● DIRECTIONS:
Write out every line from the listing below where the string "compared" is found.

+ + + + +

PR #1906, opened 2024-11-13
`wasmparser`: optimize type section valiadation by specializing over Wasm feature subset

Robbepop:
Closes https://github.com/bytecodealliance/wasm-tools/issues/1701.

cc @alexcrichton : Are there any other Wasm proposals that might conflict?

This implements a lightweight type section validation for a subset of Wasm proposals.

## Benchmarks

I compared `main` against PR and changed the used `WasmFeatures` set for both:

```rust
Validator::new_with_features(
    WasmFeatures::WASM2
        .union(WasmFeatures::CUSTOM_PAGE_SIZES)
        .union(WasmFeatures::EXTENDED_CONST)
        .union(WasmFeatures::MEMORY64)
        .union(WasmFeatures::MULTI_MEMORY)
        .union(WasmFeatures::RELAXED_SIMD)
        .union(WasmFeatures::TAIL_CALL)
        .union(WasmFeatures::THREADS)
        .union(WasmFeatures::WIDE_ARITHMETIC);
)
```

image

### DIFF
--- a/crates/wasmparser/src/validator/core.rs
+++ b/crates/wasmparser/src/validator/core.rs
@@ -569,7 +569,7 @@ impl Module {
                 offset,
             )?;
         }
-        if !(features.function_references() || features.gc() || features.component_model()) {
+        if !(features.function_references() || features.gc() || features.component_model() || features.stack_switching()) {
             // Without `function-references`, `gc` and the `component-model` proposals
             // we can use a special type validation that is simpler and more efficient.
             if rec_group.is_explicit_rec_group() {
--- a/crates/wasmparser/src/validator/core.rs
+++ b/crates/wasmparser/src/validator/core.rs
@@ -571,7 +571,11 @@ impl Module {
         }
         /// The subset of `WasmFeatures` for which we know that the
         /// fast type section validation can be safely applied.
-        const ALLOWED_FEATURES: WasmFeatures = WasmFeatures::WASM2
+        /// 
+        /// Fast type section validation does not have to canonicalize
+        /// (deduplicate) types and does not have to perform sub-typing
+        /// checks.
+        const FAST_VALIDATION_FEATURES: WasmFeatures = WasmFeatures::WASM2
             .union(WasmFeatures::CUSTOM_PAGE_SIZES)
             .union(WasmFeatures::EXTENDED_CONST)
             .union(WasmFeatures::MEMORY64)
@@ -580,9 +584,7 @@ impl Module {
             .union(WasmFeatures::TAIL_CALL)
             .union(WasmFeatures::THREADS)
             .union(WasmFeatures::WIDE_ARITHMETIC);
-        if ALLOWED_FEATURES.contains(*features) {
-            // Note: without the proposals guarded above we can use a special
-            //       type validation that is both simpler and more efficient.
+        if FAST_VALIDATION_FEATURES.contains(*features) {
             if rec_group.is_explicit_rec_group() {
                 bail!(offset, "requires `gc` proposal to be enabled")
             }
--- a/crates/wasmparser/src/validator/core.rs
+++ b/crates/wasmparser/src/validator/core.rs
@@ -569,11 +569,18 @@ impl Module {
                 offset,
             )?;
         }
-        if !(features.function_references()
-            || features.gc()
-            || features.component_model()
-            || features.stack_switching())
-        {
+        /// The subset of `WasmFeatures` for which we know that the
+        /// fast type section validation can be safely applied.
+        const ALLOWED_FEATURES: WasmFeatures = WasmFeatures::WASM2
+            .union(WasmFeatures::CUSTOM_PAGE_SIZES)
+            .union(WasmFeatures::EXTENDED_CONST)
+            .union(WasmFeatures::MULTI_MEMORY)
+            .union(WasmFeatures::WIDE_ARITHMETIC)
+            .union(WasmFeatures::MEMORY64)
+            .union(WasmFeatures::TAIL_CALL)
+            .union(WasmFeatures::RELAXED_SIMD)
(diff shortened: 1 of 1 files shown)


Robbepop:
I also ran the `wam-tools` Wasm testsuite for validation and disabled the `function-references` and `gc` proposals to trigger the fast-validation path. As expected, the testsuite did not pass with the following failures:

```
failures:
    "tests/local/component-model/gc.wast"
    "tests/local/exnref/try-table.wast"
    "tests/local/folding/array_fill.wast"
    "tests/local/folding/array_init_data.wast"
    "tests/local/folding/array_copy.wast"
    "tests/local/folding/array_init_elem.wast"
    "tests/local/folding/array.wast"
    "tests/local/function-reference-structural-matching.wat"
    "tests/local/folding/struct.wast"
    "tests/local/folding/fold-stack-switching-gc.wast"
    "tests/local/folding/fold-stack-switching.wast"
    "tests/local/instance.wast"
    "tests/local/invalid-init-expr.wast"
    "tests/local/shared-everything-threads/polymorphism.wast"
    "tests/local/shared-everything-threads/gc-unreachable.wast"
    "tests/local/shared-everything-threads/builtins.wast"
    "tests/local/shared-everything-threads/funcs.wast"
    "tests/local/shared-everything-threads/rec-groups.wast"
    "tests/local/shared-everything-threads/i31.wast"
    "tests/local/shared-everything-threads/tables.wast"
    "tests/local/shared-everything-threads/ref-equivalence.wast"
    "tests/local/stack-switching/cont_bind.wast"
    "tests/local/stack-switching/actor-lwt.wast"
    "tests/local/shared-everything-threads/globals.wast"
    "tests/local/stack-switching/actor.wast"
    "tests/local/stack-switching/cont_canonicalisation.wast"
    "tests/local/stack-switching/async-await.wast"
    "tests/local/stack-switching/cont_new.wast"
    "tests/local/shared-everything-threads/structs.wast"
    "tests/local/stack-switching/cont_suspend.wast"
    "tests/local/stack-switching/cont_resume.wast"
    "tests/local/shared-everything-threads/types.wast"
    "tests/local/stack-switching/fun-state.wast"
    "tests/local/stack-switching/generators.wast"
    "tests/local/stack-switching/pipes.wast"
    "tests/local/stack-switching/fun-actor-lwt.wast"
    "tests/local/stack-switching/fun-lwt.wast"
    "tests/local/stack-switching/control-lwt.wast"
    "tests/local/stack-switching/lwt.wast"
    "tests/local/shared-everything-threads/arrays.wast"
    "tests/local/stack-switching/static-lwt.wast"
    "tests/local/stack-switching/cont.wast"
    "tests/local/stack-switching/validation_gc.wast"
    "tests/local/stack-switching/validation.wast"
    "tests/local/component-model/types.wast"
```

I have looked through a bunch of the reported errors and they seem to be expected from the turning-off of features. However, it would certainly be nicer if we had an automated way of testing this fast-validation path.

Robbepop:
I think is possible to simplify Wasm feature checking by making `wasmparser` aware of Wasm feature dependencies. For example, always enable `function-references` when the `gc` proposal is enabled because `gc` depends on `function-references`, etc..
Or are there problems that I have overlooked? 🤔

Robbepop:
> Thanks! Do you think it would be possible to optimize the processing of types in-place though rather than conditionally gating on features? From a high-level I don't think we have any other logic where we significantly differ on features for what path to take at runtime (except to return an error). I'm worried that this will become a relatively poorly tested path due to not being the default and being relatively nontrivial. I haven't dug in much though to try to understand what the slow parts are here though so it may not be possible.

I agree that this solution introduces a testing blind spot. For me this is just a temporary solution to finally make `wasmparser` be usable by Wasmi again. Unfortunately I was not able to come up with a more elegant solution since I was kinda confused by the canonicalization and internment of types which is also what is making type section validation so slow. Do you have an idea?

crates/wasmparser/src/validator/core.rs
```diff
@@ -569,6 +569,23 @@ impl Module {
                 offset,
             )?;
         }
+        if !(features.function_references()
+            || features.gc()
+            || features.component_model()
+            || features.stack_switching())
```
Robbepop, line 575: One improvement that I just see here is that instead of disallow-listing certain proposals, we could allow-list all the proposals of which we know this fast validation is applied correctly. I think this is a more future proof solution. We could construct a `const FAST_VALIDATE_FEATURES: WasmFeatures = ...` and then just check via a single
```rust
FAST_VALIDATE_FEATURES.contains(features)
```

Robbepop: I just implemented this and am convinced that this is a much better approach for maintainability and future proofing of continuous feature development.

Robbepop:
I have experimented with an implemented for the idea presented in [this comment](https://github.com/bytecodealliance/wasm-tools/pull/1906#issuecomment-2477526745). However, problems arised quickly due to certain invariants of other structures in the validator's greater scheme. For example resetting the `TypeAlloc`. Furthermore, compared to the solution presented in this PR, there was some overhead, even for the fast case.

All in all, I think a proper, more elegant approach would take a lot of more work and consideration. This PR implements a very fast type section validation at nearly no runtime cost (one bit-flags check). The feature gated allow list should be fairly maintainble since development of new features won't casually break the type validator. Once we figure out a more elegant and inline approach for fast type section validation, this solution can easily be replaced since it is neatly isolated and contained in a single spot.

alexcrichton (approved):
Thanks for investigating! I think that's a reasonable approach myself and the benefits seem worth the theoretical risk here, so I'm happy to land this. It's also not like this has zero testing, the "feature frobbing" done in Wasmtime and wasm-tools fuzzing should still cover this case.

PR #1908, opened 2024-11-15
Add an assert to wit-parser's `assert_valid`.

sunfishcode:
Indexmap's [`MutableKeys` trait] allows one to mutate the keys in an `IndexMap`, however it doesn't prevent bugs where the new keys have different hash values from the old keys. Since I recently made this mistake, add an assert to help catch such bugs. It doesn't always catch the bug, because whether or not the bug is observable depends on hashmap internals, but it's better than nothing.

[`MutableKeys` trait]: https://docs.rs/indexmap/latest/indexmap/map/trait.MutableKeys.html


alexcrichton (approved):
Whoa I had no idea mutation was possible, that's useful!

PR #1909, opened 2024-11-16
Prepare to update spec test suite

alexcrichton:
Some minor updates in preparation for WebAssembly/testsuite#110:

* Don't limit the size of tables in the validator and instead defer such maximal validation to runtimes themselves.
* Parse the `(pagesize N)` syntax on "inline memories"
* Always parse table/memory limits as 64-bit integers
* Stop matching spec test suite error messages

+ + + + +

● YOUR SOLUTION:
I compared `main` against PR and changed the used `WasmFeatures` set for both:
I have experimented with an implemented for the idea presented in [this comment](https://github.com/bytecodealliance/wasm-tools/pull/1906#issuecomment-2477526745). However, problems arised quickly due to certain invariants of other structures in the validator's greater scheme. For example resetting the `TypeAlloc`. Furthermore, compared to the solution presented in this PR, there was some overhead, even for the fast case.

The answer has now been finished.